Activity.
Below are some records; quote exactly the lines from the one that contains "This changes the" through the one that contains "Ah I see what", inclusive, and no others.

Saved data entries

• • • •

Issue #243, opened 2015-03-11
v3: Handling of keys (strings, symbols, both)


RST-J:
To pick up on the discussion about hash keys that started in #161: How do we want to handle hash keys in the next major release?

I think, this should be changed soon because its a very central issue that affects nearly everything to come.

I suggest, that we internally always use string keys in every data structure (data and schemas).
If we decide to drop support for symbols, then this is it. But this will raise problems with insert defaults (#184) if we decide to keep support for that.

Otherwise we need to provide an option that indicates whether to convert all keys in the data to symbols after the validation process if it succeeded.
I'm in favour of the latter (if there are no big obstacles along the way), because its easy for the user and simplifies insert defaults (if still supported).

Quotes from @iainbeeston from #161
> 1. If we symbolize keys, we should also symbolize any other reference to properties in the schema (for example, required should have a symbol or array of symbols, so should depends).

My idea is to have a flag ``:symbolize_keys`` which defaults to ```false``` and if set to ```true``` converts the keys in the validated data to symbols **after** validation. During validation everything will be strings, so we do not need to convert anything in schemas. If we do not and use cached schemas, we'd have to convert the schemas used all the time or store them in a symbolized and a stringified version.

Thoughts?

iainbeeston:
I think having a :symbolize_keys option is a good idea.

If using strings internally causes problems for defaults I would prefer dropping support for defaults.

There is another option, which is that we don't convert symbols to strings at all. JSON has no concept of strings, and no Json parser that I'm aware of produces symbol keys, so I suspect that symbolized hashes are rarely used in practice. It's also easy (and less error probe) for a caller to stringify keys than it is for us to do it automatically. So what I'm suggesting is that we don't do the conversion at all and raise an error if we find a symbol key. This would be a breaking change, but then this is for the v3 release, right?

RST-J:
Yes. I actually think, this should be for v3 no matter what we decide to do because this will likely break current behaviour in some way.

I can also imagine that it would be easier to remove support for symbols (and also everything related to defaults) first, even if we want to have it back in in some way later, because the core validation code gets cleaned up.

RST-J:
Ok, after looking into this it seems that it isn't as huge as I expected it to be and more important we already used [string keys](https://github.com/ruby-json-schema/json-schema/blob/3.x/lib/json-schema/validator.rb#L580) during validation.

Actually, the tests will still pass with only the changes in the attribute classes.

[...]

PR #245, opened 2015-03-12
v3.x: Use string keys during validation. Add flag to stringify passed data

RST-J:
This changes the validator to internally always rely on string keys during validation and relates to #243.
It also adds a flag to convert keys and values in given data to strings.


RST-J:
Actually it doesn't introduce but changes how only string keys are used internally (see comment in #243).

iainbeeston:
I'm a bit confused. In this branch stringify no longer stringify ws the hash, but parses it. I can't see where it's actually stringified any more?

iainbeeston:
I like the changes, except I don't understand how stringify works if it just parses the data passed. Does that not mean that the input data will be converted to a Json schema object? And does it mean that we'll parse the same input hash multiple times?

RST-J:
The stringify method does not simply parse the data, it first converts it to json: ``JSON::Validator.parse(schema.to_json)``. As far as I know this does exactly one thing - convert symbol keys and values to string. If there is anything else that I wasn't aware of, I'd go back to the old implementation. Do you know about another case?

Stringify is not only related to schemas and was also used to stringify given in data before. I think it is in the wrong location, maybe it should go into some Util module but I had no idea where to place it exactly so I left it where it is for the moment.

As far as I can see we won't parse the same input multiple times. Stringify is used once at the beginning of schema initialization which makes sure that everything in schemas is converted to string keys/values and once to initialize data which also made sure, that every symbol key and value is a string during validation (this is what I meant by we already had that without the code in the attributes being aware of that).

iainbeeston:
Ah I see what stringify is doing now. However, taking a hash, serialising it to a string, then parsing it back again seems like a bad idea, performance-wise. Would it not be better to fix the existing stringify function to convert any symbol to a string?

Sorry, I was wrong about stringify being called twice. However, could we avoid calling it in the initializer? In master, the only place we modify the data is in initialize_data. This makes it easy to test and to reason about. It also keeps the initializer small, with no real work being done until validation begins. It's a point of style but I think it's worth keeping the separation that we currently have (if possible).

iainbeeston:
I've been thinking more about this (see #246) and now I think we probably should aim to remove inserting defaults in 3.0. It wouldn't be hard for users to insert defaults themselves using either [ActiveSupport's deep_merge](http://api.rubyonrails.org/classes/Hash.html#method-i-deep_merge) or maybe [Map](https://github.com/ahoward/map), and by letting them insert the defaults we avoid any ambiguity (plus we don't have to maintain that code and can focus on validation). Does that sound ok?

iainbeeston:
Oh, and I'd also suggest we stop stringifying keys, and just expect that the hash we're given is a json hash (ie. that only contains datatypes that are available in json). This would also simplify the codebase, and it's not hard for users to stringify for themselves (possibly by calling `to_json` then `parse` as you suggested).

In both cases we could probably add instructions to the readme to explain how to do it without json-schema.

RST-J:
I agree, its not hard to stringify for the users themselves. However, as we have this routine already, we could also keep it and make it available through ``JSON::Validator.stringify`` or similar. But it would be up to the user, to do that before validation, the validation itself wouldn't do that anymore.
The reason to keep our implementation is, that it also converts symbol values to strings.

iainbeeston:
You know, activesupport's as_json method is basically a superior version of
this. It's defined on a number of base classes (Array, Hash, Symbol etc)
and it recursively converts all symbols to strings, both symbol keys and
symbol values. What's more, many more complex classes already implement
as_json. I'd be tempted to say we should advise users to use that, as it
will always have better support than anything we can implement ourselves.

RST-J:
Ah, cool. No, I didn't know about this. But then I take back what I said and vote for the opposite ;).

iainbeeston:
I only realised today! (I've even written code before that's includes
symbols in the result of as_json! Whoops!)

I like the other changes in this PR though. I wonder if we could remove
stringification then update all tests to use strings instead of symbols
(might be a big job).

RST-J:
Should we drop the ``:parse_data`` option as well then? I think so. Especially when we also drop support for insertion of defaults we have no need to initialize given data at all.

iainbeeston:
Yes I agree, that makes sense

RST-J:
Done, I think. What to write into the README? Or do we want to rethink the README and start putting more detailed stuff into the wiki, as @hoxworth suggested before?

iainbeeston:
I think add something into the readme now. It doesn't have to be perfect
(we can revise the whole readme later), but at least we can't forget if we
add something now

TheMeier:
Closing due to inactivity. Please re-open if this is still relevant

• • • •

Exercise answer.
This changes the validator to internally always rely on string keys during validation and relates to #243.
It also adds a flag to convert keys and values in given data to strings.


RST-J:
Actually it doesn't introduce but changes how only string keys are used internally (see comment in #243).

iainbeeston:
I'm a bit confused. In this branch stringify no longer stringify ws the hash, but parses it. I can't see where it's actually stringified any more?

iainbeeston:
I like the changes, except I don't understand how stringify works if it just parses the data passed. Does that not mean that the input data will be converted to a Json schema object? And does it mean that we'll parse the same input hash multiple times?

RST-J:
The stringify method does not simply parse the data, it first converts it to json: ``JSON::Validator.parse(schema.to_json)``. As far as I know this does exactly one thing - convert symbol keys and values to string. If there is anything else that I wasn't aware of, I'd go back to the old implementation. Do you know about another case?

Stringify is not only related to schemas and was also used to stringify given in data before. I think it is in the wrong location, maybe it should go into some Util module but I had no idea where to place it exactly so I left it where it is for the moment.

As far as I can see we won't parse the same input multiple times. Stringify is used once at the beginning of schema initialization which makes sure that everything in schemas is converted to string keys/values and once to initialize data which also made sure, that every symbol key and value is a string during validation (this is what I meant by we already had that without the code in the attributes being aware of that).

iainbeeston:
Ah I see what stringify is doing now. However, taking a hash, serialising it to a string, then parsing it back again seems like a bad idea, performance-wise. Would it not be better to fix the existing stringify function to convert any symbol to a string?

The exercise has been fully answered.